Problem to work on: Take every line from the entries below that includes the word "immersive" and copy it.

[Dataset entries]

PR #13074, opened 2016-05-25
Video container will match "video" as well as "videos"

sammorrisdesign-zz:
## What does this change?

Makes it so the video container also matches the word "video" as well as "videos" to put the custom logo in place.

Nah
## Request for comment

@jamesgorrie


jamesgorrie:
Which one should it be? I would image "video" as that's what we use elsewhere.
👍

PR #13075, opened 2016-05-25
Fix immersive article headers

sammorrisdesign-zz:
## What does this change?

When adding immersive headers it will check for both classes separately, as per jsoup's `hasClass` function.


jbreckmckye:
👍

PR #13076, opened 2016-05-26
DeploysRadiator: fix when github return commits info without author login

TBonnin:
## What does this change?

If author of a commit is not a known github account (happens if your gitconfig email doesn't match your github email for instance), github api return `null` for commit login. DeploysRadiator was not handling this case very well

https://frontend.gutools.co.uk/deploys-radiator doesn't return a blank page in the case described above

No
## Request for comment

@NataliaLKB @lps88

### DIFF
--- a/static/src/deploys-radiator/app/api.ts
+++ b/static/src/deploys-radiator/app/api.ts
@@ -43,7 +43,7 @@ export const getDifference = (base: string, head: string): Promise<List<GitHubCo
                         {
                             url: gitHubCommitJson.html_url,
                             authorName: gitHubCommitJson.commit.author.name,
-                            authorLogin: gitHubCommitJson.author.login,
+                            authorLogin: (gitHubCommitJson.author) ? gitHubCommitJson.author.login : 'Unknown',
                             message: gitHubCommitJson.commit.message
                         }
                     ))));
@@ -51,7 +51,7 @@ export const getDifference = (base: string, head: string): Promise<List<GitHubCo
                 return response.clone().json<GitHubErrorJson>()
                     // We need to re-assert the type for rejected promises
                     // https://github.com/Microsoft/TypeScript/issues/7588
-                    .then(json => Promise.reject<List<GitHubCommit>>(new Error('foo')));
+                    .then(json => Promise.reject<List<GitHubCommit>>(new Error(json.message)));
             }
         })
 );


static/src/deploys-radiator/app/api.ts
```diff
@@ -43,15 +43,15 @@ export const getDifference = (base: string, head: string): Promise<List<GitHubCo
...
+                            authorLogin: (gitHubCommitJson.author) ? gitHubCommitJson.author.login : 'Unknown',
                             message: gitHubCommitJson.commit.message
                         }
                     ))));
             } else {
                 return response.clone().json<GitHubErrorJson>()
                     // We need to re-assert the type for rejected promises
                     // https://github.com/Microsoft/TypeScript/issues/7588
-                    .then(json => Promise.reject<List<GitHubCommit>>(new Error('foo')));
+                    .then(json => Promise.reject<List<GitHubCommit>>(new Error(json.message)));
```
TBonnin: Took advantage of this commit to return real error message 👊

NataliaLKB:
lgtm 👍

static/src/deploys-radiator/app/api.ts
```diff
@@ -43,15 +43,15 @@ export const getDifference = (base: string, head: string): Promise<List<GitHubCo
                         {
                             url: gitHubCommitJson.html_url,
                             authorName: gitHubCommitJson.commit.author.name,
-                            authorLogin: gitHubCommitJson.author.login,
+                            authorLogin: (gitHubCommitJson.author) ? gitHubCommitJson.author.login : 'Unknown',
```
OliverJAsh: This error slipped through the static type system because, currently in TypeScript, each type can be itself or `undefined`, e.g. `Author = Author | undefined`. This means you sometimes see `foo is not a {property,method} of undefined` errors slipping through the net. TypeScript doesn't know whether `gitHubCommitJson.author` is `Author` or `undefined`.

TypeScript 2 has a feature called control-flow based analysis which fixes this. It will follow the control flow of your program to determine the type. The above (`gitHubCommitJson.author.login`) would throw a compile error, but `gitHubCommitJson.author && gitHubCommitJson.author.login` would not. It forces you to guard these type of errors.

Another cool feature of TypeScript 2 is non-nullable types, which means `Author = Author`, instead of `Author = Author | undefined`.

static/src/deploys-radiator/app/api.ts
OliverJAsh: Oops :-P

static/src/deploys-radiator/app/api.ts
TBonnin: Thanks for the explanation. Looks like typescript 2 brings a lot of improvements. :)

PR #13077, opened 2016-05-26
Native card fixes -

lps88:
## What does this change?
- fix the position of the logo if the text is quite long (was abs positioned against bottom)
- make sure every part is a link
# Before

image
# After

image


Calanthe:
👍

PR #13570, opened 2016-07-12
Commercial leffe thrasher fix

Calanthe:
## What does this change?

The background color of brand name can be overwritten by DFP settings now.
## Screenshots

Before (Renault style was hardcoded):
screen shot 2016-07-12 at 14 24 51

After:
screen shot 2016-07-12 at 14 23 40
## Request for comment

@lps88


lps88:
👍

PR #13572, opened 2016-07-12
Remove babel

sndrs:
## What does this change?

remove babel from `package.json` as it was only being used in the `watch` task and is no longer needed

no one should have to see this:

screen shot 2016-07-12 at 15 03 38

no
## Screenshots

screen shot 2016-07-12 at 15 02 05


rich-nguyen:
👍

PR #13576, opened 2016-07-12
Rename LiveBlogChromeNotificationsProd

janua:
We ran `LiveBlogChromeNotificationsProd` for a while under a 1% test. Bumping the test to 10% only got new users that never seen the test before into the 10%, which wasn't as much as we would like.

This renames the test therefore rebooting it to 10% of all users.

@NathanielBennett @crifmulholland @gtrufitt


JonNorman:
:+1:

static/src/javascripts/projects/common/modules/experiments/tests/live-blog-chrome-notifications-prod.js
```diff
@@ -7,7 +7,7 @@ define([
 ) {
     return function () {
 
-        this.id = 'LiveBlogChromeNotificationsProd';
+        this.id = 'LiveBlogChromeNotificationsProd2';
         this.start = '2016-06-08';
```
JonNorman: I suppose it doesn't matter but might you want to alter the start time?

gtrufitt:
I think you should also update the switch name

static/src/javascripts/projects/common/modules/experiments/tests/live-blog-chrome-notifications-prod.js
NathanielBennett: I think you'll also need to change this line:
https://github.com/guardian/frontend/blob/master/static/src/javascripts/bootstraps/enhanced/liveblog.js#L71

NathanielBennett:
:+1: Apart from comments

janua:
@NathanielBennett `liveblog.js` has been updated.
I have also removed the `internal` test, we no longer use it or need it.

@gtrufitt We don't need to update the switch name.

gtrufitt:
Sure. Just from a cleanliness point of view than a requirement. 👍

PR #13476, opened 2016-07-04
Contributions - Article CTA

markjamesbutler:
## What does this change?

Add article inline component.  
## What is the value of this and can you measure success?

Increase in CTR to [/contribute](https://membership.theguardian.com/contribute) compared to merchandising component ads.  
## Does this affect other platforms - Amp, Apps, etc?

No
## Screenshots

screen shot 2016-07-04 at 18 40 58

PR #13577, opened 2016-07-12
Giraffe article inline styling update

markjamesbutler:
## What does this change?

Amends the styling of the Giraffe article inline component to differentiate it from the article itself.

As stated in #13476

As stated in #13476
## Screenshots

screen shot 2016-07-12 at 18 34 20


common/app/conf/switches/ABTestSwitches.scala
```diff
@@ -79,7 +79,7 @@ trait ABTestSwitches {
     "ab-giraffe",
     "Test effectiveness of inline CTA for contributions.",
     owners = Seq(Owner.withGithub("markjamesbutler"), Owner.withGithub("AWare")),
-    safeState = Off,
+    safeState = On,
```
jamesgorrie: Should `safeState` still be off? Mot ABs shouldn't run in `safeState`.

jamesgorrie:
👍

PR #13580, opened 2016-07-13
Change the GA test property

cb372:
I'm not sure what it was pointing at before. Probably an account that Grant set up and only he had access to. Updated it to use the "official" GA test account, which is set up with the same custom dimensions, etc. as the production account.


TBonnin:
go for it 👍

PR #13571, opened 2016-07-12
Identity app loader

alexduf:
## What does this change?

This removes the global object and uses an application loader for the identity module.
Identity was already using dependency injection via Guice, to make it consistent with the rest of the app I also moved it to compile time DI.
Removing the `@Inject` and `@Singleton` will come soon via another cleanup PR.

As usual this PR is easier to read on a commit per commit basis.
## Request for comment

@TBonnin @johnduffell

PR #13581, opened 2016-07-13
Identity app loader rebased

alexduf:
## What does this change?

This brings back this PR https://github.com/guardian/frontend/pull/13571 but reformulate the tests to hopefully make them more stable in our TC build.

Commits that are different are 503b1bd (melded two commits) and 1176515 which reformulate the tests

_The number of line change is high because of indetation change, add `?w=1` at the end of the url to ignore white-spaces while reading the PR_
## Request for comment

@TBonnin @johnduffell


alexduf:
I ran 10 consecutive builds on TC, it seems stable now

PR #13585, opened 2016-07-13
Migrate Onward away from Global object

alexduf:
## What does this change?

this removes the global object and introduce DI with an application loader
## Request for comment

@TBonnin @johnduffell


TBonnin:
👍

PR #13587, opened 2016-07-13
Fabric Video: position label and constrain video

regiskuckaertz:
Positions the label along the grid when a fabric advert is delivered in the top slot.

fluid-video

Although this is not shown here, the advert has a fixed 250 height and the video will cover this height and get clipped if the window gets resized horizontally, thanks to the `object-fit` property.

cc @guardian/commercial-dev


static/src/javascripts/projects/common/modules/commercial/dfp/private/render-advert.js
```diff
@@ -31,12 +31,28 @@ define([
      *
      */
 
+    function addClassIfHasClass(newClassNames) {
```
JonNorman: would it be worth naming each of these functions to make it clearer what each is doing?

static/src/stylesheets/module/_adslot.scss
```diff
@@ -135,12 +135,46 @@
         padding-top: $gs-row-height / 2;
 
         /* Oh horrible code, I'm looking at you. One day, you'll disappear.
-           One day, I'll fucking rip you apart.
+           One day, I'll [redacted].
```
JonNorman: 😂

static/src/javascripts/projects/common/modules/commercial/dfp/private/render-advert.js
regiskuckaertz: sure!

JonNorman:
Can't speak too strongly for the CSS but everything else looks good to me :+1:

(might want to look at that failing test though...)

PR #13589, opened 2016-07-14
Article is heroic if content is heroic

SiAdcock:
## What does this change?

The ArticleController determines whether the Heroic Article view should be loaded by checking the `isHeroic` flag on the `Article` object. Currently the `isHeroic` flag is set if and only if the content is tagged as being part of the Labour & Liverpool series, without taking into consideration whether the Heroic Template Feature Switch is on.

This change will ensure that the `isHeroic` flag on the `Article` is set if the `isHeroic` flag is set on the `Content` object, which itself is set if the Heroic Template Feature Switch is on.
## Request for comment

@NataliaLKB


NataliaLKB:
👍

PR #13590, opened 2016-07-14
Commercial perf metrics

rich-nguyen:
These changes prepare the commercial system for more extensive logging of ad unit behaviour at a page view level. The aim is to move away from the ophan-based ad timings system, towards a data-lake driven detailed breakdown of the commercial behaviour.

Summary of changes:
- commercial modules must return a `Promise`
- `Advert` objects set `isEmpty` when they receive a response for dfp, instead of defaulting to a value. This means we can send accurate information about `Advert` objects at any time.
- use `updateAdvertMetric` to track when the internal state of an `Advert` object has changed. Currently, we don't measure this. We only measure dfp state changes, but it is often the case that our code is not performant!
- use  `updateAdvertMetric` to track pertinent details about `Advert` that will affect the performance of the load. Most importantly, we track the loading method, which can be one of four methods:
  - instant - these adverts are created and loaded as fast as possible, and have no deliberate wait periods.
  - lazy-load - these adverts are created as fast as possible, but do not load until they are near the viewport.
  - add-slot-instant - these ad slots are conditionally created, but loaded instantly.
  - add-slot-lazy - these ad slots are conditionally created, and loaded when they are near the viewport.
- Add a performance log to the `OphanTracking` module, so that we can capture the key metrics for:
  -  adverts - individual adverts loaded into ad unit slots
  - modules - the execution time of each commercial module
  - baselines - the milestones where the commercial system moves from phase to phase. We load commercial in two batches of modules, so we need to time module execution and advert performance based on the correct baseline. I've called them primary and secondary.
- Change `userTiming` module so that it uses the performance api where possible.


static/src/javascripts/bootstraps/commercial.js
```diff
@@ -79,25 +83,46 @@ define([
...
-                robust.catchErrorsAndLog(pair[0], function () {
-                    modulePromises.push(pair[1]());
+                    primaryModulePromises.push(modulePromise);
                 });
             });
 
-            Promise.all(modulePromises).then(function () {
-                robust.catchErrorsAndLogAll(secondaryModules);
+            Promise.all(primaryModulePromises).then(function () {
+                ophanTracking.addBaseline(ophanTracking.secondaryBaseline);
```
JonNorman: Given that the only change in this block to the block beginning at line `93` is the `ophanTracking` object, could it be wrapped into a single function that is called with a given `ophanTracking` object?

static/src/javascripts/projects/common/modules/commercial/dfp/private/ophan-tracking.js
```diff
@@ -29,6 +46,12 @@ define([
                     adTimings[slotId] = adTimings[slotId] || {};
                     timingAttr = lifecycleIdToTimingAttr[lifecycleId];
                     adTimings[slotId][timingAttr] = new Date().getTime();
+
+                    var advert = getAdvertById(slot.getSlotElementId());
```
JonNorman: Can you just use `slotId` here?

static/src/javascripts/projects/common/modules/commercial/hosted-video.js
```diff
@@ -82,101 +84,105 @@ define([
...
+                        if ($hostedNext.length && ab.getParticipations().HostedAutoplay
+                            && (ab.getParticipations().HostedAutoplay.variant === 'variant1' || ab.getParticipations().HostedAutoplay.variant === 'variant2')) {
+                            if (ab.getParticipations().HostedAutoplay.variant === 'variant2') {
+                                fastdom.write(function () {
+                                    $hostedNext.addClass('hosted-next-autoplay--variant2');
+                                });
+                            }
                             fastdom.write(function () {
-                                $hostedNext.addClass('hosted-next-autoplay--variant2');
+                                $('.js-hosted-fading').addClass('hosted-autoplay-ab');
```
JonNorman: Should this be in this PR?

JonNorman:
Minor comments, otherwise looks good to me :+1:

static/src/javascripts/projects/common/modules/commercial/hosted-video.js
rich-nguyen: I think that's the diff gone funny. Add `?w=1` to ignore whitespace

PR #13591, opened 2016-07-14
Hosted Gallery improve tracking

lps88:
## What does this change?
- Now able to track how the user navigates through the gallery, i.e. clicks or scrolls etc.
- Simplify the CTA/OJ, so there's only one version (of each) in the html
- allow key-press navigation in touch-screen mode
- change CTA button to external link icon instead of arrow

image
## Request for comment

@Calanthe


Calanthe:
👍

PR #14167, opened 2016-09-01
Remove unnecesary config file source.

TBonnin:
## What does this change?

See title ^

This config file doesn't exist anymore after we moved the config file to S3.

Less code 🔪 .  Easier to understand.
## Request for comment

@johnduffell @jfsoul


johnduffell:
😊 thanks 👍

PR #14168, opened 2016-09-01
Fix concat on undefined bug for coverage task

MatthewJWalls:
## What does this change?

I kept getting concat on undefined when running grunt:coverage, as the grunt config for reporters was never set. This just introduces the check

Can run coverage

no
## Screenshots

n/a


gtrufitt:
👍

gtrufitt:
Try merging master in to fix the failing build.

MatthewJWalls:
merged + now builds

PR #14169, opened 2016-09-01
Remove Prebid.js GA tracking

regiskuckaertz:
We've got enough data to assess the behaviour of Prebid.js, and in the meantime we're sending much more events than allowed in the GA free tier.

cc @cb372 @ajosephides


rich-nguyen:
Don't forget https://github.com/guardian/frontend/blob/master/common/app/views/fragments/analytics/google.scala.html#L42 

👍

regiskuckaertz:
Oh, thanks!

Final answer:
Fix immersive article headers
When adding immersive headers it will check for both classes separately, as per jsoup's `hasClass` function.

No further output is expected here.